DATASET ENTRIES:
☆ ☆ ☆ ☆ ☆ ☆ ☆

PR #5690, opened 2024-01-31
fix(k8s): don't throw when log fetching fails

### LINKED ISSUE #5559: Crash: toKubernetesError encountered an unknown error unexpectedly during Kub...
### Error message

✖ deploy.platform-ui        → Failed (took 8.7 sec)
✖ deploy.platform-ui        → Failed resolving status for Deploy type=container name=platform-ui (took 9.32 sec). This is what happened:

────────────────────────────────────────────────────────────────────────────────────────────────────

You can help by reporting this on GitHub: https://github.com/garden-io/garden/issues/new?labels=bug,crash&template=CRASH.md&title=Crash%3A%20toKubernetesError%20encountered%20an%20unknown%20error%20unexpectedly%20during%20Kub...

Failed resolving status for Deploy type=container name=platform-ui (took 9.32 sec). This is what happened:
Error: Cannot parse content. No Content-Type defined.
  at ObjectSerializer.parse (file:///github/home/.local/share/garden/1702543490-UakctbW.r/rollup/garden.mjs:5[67](https://github.com/FQX-AG/fqx/actions/runs/7206185255/job/19631282968?pr=1915#step:9:68)762:21)
  at CoreV1ApiResponseProcessor.readNamespacedPodLogWithHttpInfo (file:///github/home/.local/share/garden/1702543490-UakctbW.r/rollup/garden.mjs:601871:111)
  at process.processTicksAndRejections (node:internal/process/task_queues:95:5)
  at async retry (file:///github/home/.local/share/garden/1702543490-UakctbW.r/rollup/garden.mjs:[69](https://github.com/FQX-AG/fqx/actions/runs/7206185255/job/19631282968?pr=1915#step:9:70)8396:20)
  at async requestWithRetry (file:///github/home/.local/share/garden/1702543490-UakctbW.r/rollup/garden.mjs:698422:20)
  at async file:///github/home/.local/share/garden/1702543490-UakctbW.r/rollup/garden.mjs:702239:19
  at async Promise.all (index 0)
  at async file:///github/home/.local/share/garden/1702543490-UakctbW.r/rollup/garden.mjs:702302:25
  at async Promise.all (index 0)
  at async getFormattedPodLogs (file:///github/home/.local/share/garden/1702543490-UakctbW.r/rollup/garden.mjs:702297:21)
────────────────────────────────────────────────────────────────────────────────────────────────────

toKubernetesError encountered an unknown error unexpectedly during Kubernetes API: readNamespacedPodLog: toKubernetesError encountered an unknown error unexpectedly during readNamespacedPodLog: Cannot parse content. No Content-Type defined.

### What did you do?

Run deploy in CI

### Your environment

gardendev/garden-gcloud:0.13.21-alpine on github actions
### Frequency

Happens every time now on this specific PR with minimal changes.

thsig:

This should fix an intermittent class of errors reported by users, where unhealthy pods result in Garden failing to fetch logs for these same pods (for the purposes of error reporting) and throwing a noisy error that obscures the underlying problem.

See https://github.com/garden-io/garden/issues/5559, for example.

☆ ☆ ☆ ☆ ☆ ☆ ☆

WHAT NEEDS TO BE DONE: Find how many lines of the entries contain "step". Respond with the number only.

FINAL ANSWER: 2